Como ficou na Netflix
O que vemos na versão do diretor Adam Wingard (Bruxa de Blair, 2016) é um típico telefilme de colegial. As mudanças já começam no protagonista. O Light do filme pode até ser inteligente, mas é um loser que faz a lição de casa dos bullies de seu colégio em troca de dinheiro. Ele é apaixonado por uma líder de torcida, Mia (uma versão mais forte e independente da Misa do original), mas não tem coragem de falar com a garota. Por acaso, enquanto a admirava, cai em suas mãos um “caderno da morte”. Ryuk, o deus da morte dono do caderno, não só acompanha o garoto, mas convence o hesitante Light a usar essa misteriosa arma.
Tendo se apoderado do artefato, o protagonista logo mostra o novo artefato a Mia, chamando sua atenção. Os dois, então, engatam um romance enquanto matam criminosos. Mas Light precisa deixar sua marca e ordena que todos os futuros cadáveres deixem por escrito que aquela morte era obra de “Kira”. Esse padrão chama a atenção do maior detetive do mundo, o exótico L, que resolve caçar o assassino. Quando dilemas éticos chegam a perturbar Light, Mia é a personagem que o convence que tudo por Kira vale a pena.

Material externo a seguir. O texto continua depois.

PR #105463, opened 2026-05-20
Fix data corruption in Dynamic Quoted fallback (issue #105441)

### LINKED ISSUE #105441: Empty array as map key, not serialized back
### Describe the bug

Easy to reproduce, I think it's a bug. Claude analysis at SchemaInferenceUtils.cpp:

```
Line 1793: checkIfTypeIsComplete(map_type->getKeyType()) → checks Array(Nothing) → line 1777 recurses into the nested type → Nothing → line 1770-1771 returns false.

So the full bug chain is:

Map(Array(Nothing), Nullable(String)) is inferred correctly from the text {[]:'came'}
But checkIfTypeIsComplete says it's incomplete because Array(Nothing) contains Nothing
Since no existing variant can parse it, falls back to String (line 849)
The String fallback adds naive quoting (line 851-852): wraps {[]:'came'} → '{[]:'came'}'
This creates a malformed quoted string — the ' in 'came' prematurely terminates the quoted string parse
Result: {[]: (truncated at the inner single quote)
```
Summary:
```
Root cause: Two issues in SerializationDynamic::deserializeTextImpl:

Incomplete type handling: Map(Array(Nothing), ...) is a valid ClickHouse type that was correctly serialized, but the deserialization considers Nothing inside the key type as "incomplete" and refuses to use it. The type was complete when it was written — the Nothing is structural (empty array), not a schema inference gap.

Broken String fallback quoting (line 851-852): When falling back to String for the Quoted escaping rule, the code does "'" + field + "'", which produces a malformed quoted string if the field already contains single quotes. This causes data truncation/corruption — a much worse outcome than just a type mismatch.

The first issue is debatable (should Array(Nothing) count as complete?), but the second issue is a clear data corruption bug — the naive quoting should at minimum escape inner single quotes.
```

### How to reproduce

Run Fiddle: https://fiddle.clickhouse.com/2d07865b-4789-4409-a1d5-5de6aa574582

_No response_

### Version info
- Resolved by: #105463
- Merged into: `26.5.1.936`

groeneai:
`SerializationDynamic::deserializeTextImpl` falls back to `String` when the inferred variant type is incomplete (for example `Map(Array(Nothing), ...)` from `{[]:'came'}`). For the `Quoted` escaping rule the fallback wraps the field in single quotes via naive concatenation `"'" + field + "'"`. If the field already contains a single quote, the resulting quoted string is malformed: `readQuotedStringInto` terminates at the first inner `'` and the stored value is silently truncated.

For the issue reproducer `({[]:'came'})` the round trip produced `{[]:` (4 chars) instead of `{[]:'came'}` (11 chars).

Fix uses `writeQuotedString` so embedded single quotes and backslashes are escaped to match what `readQuotedStringInto<true>` expects.

Closes #105441

Fix silent value truncation in `Dynamic` columns when the `Quoted` (Values) text reader falls back to `String` for incomplete inferred types like `Map(Array(Nothing), ...)`. Previously the fallback wrapped the raw field with naive `'...'` concatenation, so an inner single quote (always present for such fallbacks) prematurely terminated the quoted string and the rest of the value was lost.

<details>
<summary>Information about CI checks</summary>

The following docs are available: ...
</details>

### Version info
- Merged into: `26.5.1.936`

### DIFF
--- a/src/DataTypes/Serializations/SerializationDynamic.cpp
+++ b/src/DataTypes/Serializations/SerializationDynamic.cpp
@@ -12,6 +12,7 @@
 
 #include <Columns/ColumnDynamic.h>
 #include <IO/WriteHelpers.h>
+#include <IO/WriteBufferFromString.h>
 #include <IO/ReadHelpers.h>
 #include <IO/ReadBufferFromString.h>
 #include <Formats/EscapingRuleUtils.h>
@@ -848,8 +849,15 @@ static void deserializeTextImpl(
         /// We cannot insert value with incomplete type, insert it as String.
         variant_type = std::make_shared<DataTypeString>();
         /// To be able to deserialize field as String with Quoted escaping rule, it should be quoted.
+        /// Use `writeQuotedString` so inner single quotes and backslashes are escaped properly;
+        /// naive concatenation `"'" + field + "'"` would terminate prematurely at the first inner
+        /// single quote, truncating the stored value (issue #105441).
         if (escaping_rule == FormatSettings::EscapingRule::Quoted && (field.size() < 2 || field.front() != '\'' || field.back() != '\''))
-            field = "'" + field + "'";
+        {
+            WriteBufferFromOwnString quoted;
+            writeQuotedString(field, quoted);
+            field = std::move(quoted.str());
+        }
     }
 
     if (dynamic_column.addNewVariant(variant_type, variant_type->getName()))
--- a/tests/queries/0_stateless/04261_105441_dynamic_quoted_empty_array_map_key.reference
+++ b/tests/queries/0_stateless/04261_105441_dynamic_quoted_empty_array_map_key.reference
@@ -1,0 +1,10 @@
+-- empty array as map key (raw text 11 chars, must round-trip intact)
+{"length(CAST(d, 'String'))":11,"CAST(d, 'String')":"{[]:'came'}","dynamicType(d)":"String"}
+-- empty array key with embedded single quote (would corrupt)
+{"length(CAST(d, 'String'))":21,"CAST(d, 'String')":"{[]:'with\\'embedded'}","dynamicType(d)":"String"}
+-- nested empty array as map key
+{"length(CAST(d, 'String'))":8,"CAST(d, 'String')":"{[[]]:1}","dynamicType(d)":"String"}
+-- empty array key + non-empty key (Array(Int64) is complete, stays as Map)
+{"length(CAST(d, 'String'))":16,"CAST(d, 'String')":"{[]:'a',[1]:'b'}","dynamicType(d)":"Map(Array(Int64), String)"}
+-- already-single-quoted plain string is not double-wrapped
+{"length(CAST(d, 'String'))":12,"CAST(d, 'String')":"plain string","dynamicType(d)":"String"}
--- a/tests/queries/0_stateless/04261_105441_dynamic_quoted_empty_array_map_key.sql
+++ b/tests/queries/0_stateless/04261_105441_dynamic_quoted_empty_array_map_key.sql
@@ -1,0 +1,36 @@
+-- Tags: no-fasttest
+-- Tag no-fasttest: requires Dynamic type, experimental.
+
+-- Regression for issue #105441 ("Empty array as map key, not serialized back").
+-- A `Dynamic` value whose Values/Quoted text infers to `Map(Array(Nothing), ...)` is
+-- considered incomplete, so the deserializer falls back to `String`. The fallback
+-- previously did `"'" + field + "'"`, which terminated prematurely at the first
+-- embedded single quote and silently truncated the stored value. The fix uses
+-- `writeQuotedString` so inner single quotes and backslashes are escaped properly.
+
+SET allow_experimental_dynamic_type = 1;
+
+SELECT '-- empty array as map key (raw text 11 chars, must round-trip intact)';
+SELECT length(d::String), d::String, dynamicType(d)
+FROM format(Values, 'd Dynamic', $$({[]:'came'})$$)
+FORMAT JSONEachRow;
+
+SELECT '-- empty array key with embedded single quote (would corrupt)';
+SELECT length(d::String), d::String, dynamicType(d)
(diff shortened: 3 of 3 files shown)


groeneai:
**Pre-PR validation gate**

| # | Check | Result |
|---|---|---|
| a | Deterministic repro | `clickhouse-local --query "SELECT * FROM format(Values, 'd Dynamic', '({[]:\\'came\\'})')"` returns `{[]:` (4 chars) on master, `{[]:'came'}` (11 chars) with the fix. |
| b | Root cause | `Map(Array(Nothing), Nullable(String))` is correctly inferred from `{[]:'came'}`. `checkIfTypeIsComplete` recurses into `Array(Nothing) -> Nothing -> false`, so the variant type is treated as incomplete and the deserializer falls back to `String`. For `EscapingRule::Quoted` the fallback wraps the field in single quotes so `readQuotedStringInto` can parse it back. The wrapping used `"'" + field + "'"`, which leaves embedded `'` unescaped. The inferred Map literal always contains a `'` from its values, so the round-trip terminates at the first inner quote and the rest is dropped. |
| c | Fix matches cause | Replaces the naive concatenation with `writeQuotedString`, which is the symmetric writer for `readQuotedStringInto<true>` — both understand the same `\\'` / `\\\\` escapes, so the round-trip is preserved. |
| d | Test intent preserved / new tests | New regression test `04261_105441_dynamic_quoted_empty_array_map_key.sql` covers: original reproducer, embedded single quote, nested empty array, complete Map (still inferred as Map, not String), already-quoted plain string (not double-wrapped). |
| e | Both directions | Verified locally: test FAILS without the fix with the truncated `{[]:` output; passes 30/30 with randomization with the fix applied. |
| f | Fix is general | This is the only call site where the variant-type fallback re-wraps a field for a different escaping rule. Other rules (`CSV`/`Escaped`/`JSON`/`Raw`) keep the field in its original on-the-wire form, so no symmetric fix is needed there. |

Session: cron:clickhouse-ci-task-worker:20260520-171500

groeneai:
cc @Avogar @al13n321 — could you review this? It fixes silent value truncation in `Dynamic` columns when the `Quoted` (Values) text reader falls back to `String` for incomplete inferred types: `writeQuotedString` replaces the naive `"'" + field + "'"` wrapping so embedded single quotes no longer terminate the round-trip parse. cc @PedroTadim (reporter).

Avogar (approved):

PedroTadim:
@groeneai can you quickly audit the Serializers to find more badly quoted values and fix those?

groeneai:
@PedroTadim Audit done. The naive `"'" + field + "'"` in `SerializationDynamic.cpp:852` was the only such pattern in `src/DataTypes/Serializations/`. A `grep -c` of `"'"` over the whole directory now returns exactly one match, the one this PR fixes.

What I checked and why each is safe:

**Symmetric `writeQuotedString` / `writeQuotedStringPostgreSQL` paired with `readQuotedStringInto<true>` / `readQuotedStringWithSQLStyle`** (both readers accept `\'` and `''`):
- `SerializationString.cpp` (468/470 write, 476 read)
- `SerializationEnum.cpp` (66/68 write, 75 read)
- `SerializationCustomSimpleText.cpp` (93/95 write, 104 read)
- `SerializationAggregateFunction.cpp` (318/320 write, 327 read)
- `SerializationJSON.cpp` (325/327 write, 337 read)
- `SerializationFixedString.cpp` (244-249 write via `writeAnyEscapedString` between literal quotes, 255 read)

**Scalar wrappers (`writeChar('\'') + serializeText + writeChar('\'')`)** in `SerializationDate.cpp`, `SerializationDate32.cpp`, `SerializationDateTime.cpp`, `SerializationDateTime64.cpp`, `SerializationTime.cpp`, `SerializationTime64.cpp`, `SerializationIPv4andIPv6.cpp`, `SerializationUUID.cpp` are safe-by-construction: `serializeText` for those types emits hyphenated digits / dotted IP / hex UUID, none of which can contain `'`.

**SerializationVariant** has no String-fallback path (closed schema, parse fails if no variant matches), so it cannot exhibit this bug.

**SerializationDynamic** does the wrap only for `EscapingRule::Quoted`. The JSON / CSV / Escaped / Raw paths feed the raw `readJSONField` / `readCSVField` / `readEscaped` / `readString` output through `SerializationString::deserializeText*` unchanged, which is correct because each downstream reader matches the upstream reader format (JSON literal / CSV value / escaped / raw bytes).

**`Formats/EscapingRuleUtils.cpp`** uses `writeQuotedString` and `readQuotedString` directly, symmetric.

**`Processors/Formats/Impl/MySQLDumpRowInputFormat.cpp:122`** uses `readQuotedStringInto<false>` inside `readUntilEndOfQuery`, which is a raw SQL passthrough, not a serialization round-trip.

Remaining `"'" + ... + "'"` matches outside `src/DataTypes/Serializations/` are not data round-trip paths: Kusto parsers (`escapeSingleQuotes` called explicitly), BuzzHouse generators (`escapeSQLString` for user-controlled values, plain controlled values otherwise), and exception / log messages in `ConfigProcessor`, `Planner`, `WindowStep`, `ExternalLoader`, `StorageMergeTree`, `Parquet/SchemaConverter`, `Avro`, `GlueCatalog`, `mysqlxx/Exception`, `Core/SettingsEnums.h`, `Functions/FunctionGenerateRandomStructure`.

O que mais incomoda não é nem todo o argumento diferente, mas a mudança drástica na essência dos personagens. Se fosse para fazer isso, que se usasse só o conceito do caderno e se criasse novos protagonistas. A obra original, com muito mais personagens e inteiramente focada na disputa silenciosa entre Kira e L, é um thriller investigativo genial. Debates a respeito de justiça, liberdade e livre arbítrio são colocados em xeque. E nada disso se vê na adaptação.
O Light de Nat Wolf não é terrível, mas tampouco cria empatia. Você não entende perfeitamente as motivações do protagonista e, durante todo o longa, paira a dúvida se ele realmente quer fazer tudo aquilo ou se foi manipulado por Mia e pelos sentimentos que tem por ela.
O L de Keith Stanfield é o que se propõe mais fiel, mas essa decisão ficou meio perdida dentro do contexto novo. Aquela figura exótica, que gosta de doces e senta de modo estranho na cadeira, parece fria no início, mas logo se descontrola e perde toda e qualquer sanidade quando Kira atinge pessoas que ele gosta. O desespero não condiz com a figura original do detetive calculista que passou sete meses enclausurado na infância.
A Mia de Margaret Qualley e o Ryuk de Willem Dafoe chamam atenção por motivos diferentes. Mia, uma personagem forte, acha no caderno um sentido para sua antiga vida vazia de cheerleader e chega a agir pelas costas de Light – o uso do falso Kira foi bem colocado na adaptação. Ryuk incomoda um pouco por manipular demais Light, primeiro o convencendo a usar o caderno e depois querendo boicotá-lo o tempo inteiro, como se ele já não tivesse problemas suficientes com o L e a polícia na sua cola.
No geral, o enredo é ok, focando a relação do casal protagonista e suas divergências diante das possibilidades. Os dilemas de Light poderiam ter sido melhor explorados, mas nada que torne o filme inassistível. Aliás, a cena em que Light conhece Ryuk, que virou meme e foi altamente criticada, pode até ter sido exagerada, mas é fiel ao mangá em certo ponto. Light realmente se assustou na primeira vez em que viu o deus da morte.
A trilha sonora é outro ponto confuso do longa, fazendo cenas dramáticas perderem um pouco o tom (como no final). Mas, no geral, o filme não é tão ruim. Antes de assistir, só pelo que estavam falando na internet, achei que seria algo bem pior.
É um típico filme pipoca, descompromissado. Não é péssimo, só é passável. Quer adaptação fiel? Vá ver o anime. Quer adaptação livre? Vá ler Caderno do Riso, volumes 23 e 24 da Turma da Mônica Jovem, com Cebolinha como Kira, Anjinho como Ryuk e Louco como L. Essas versões pisam muito na adaptação da Netflix.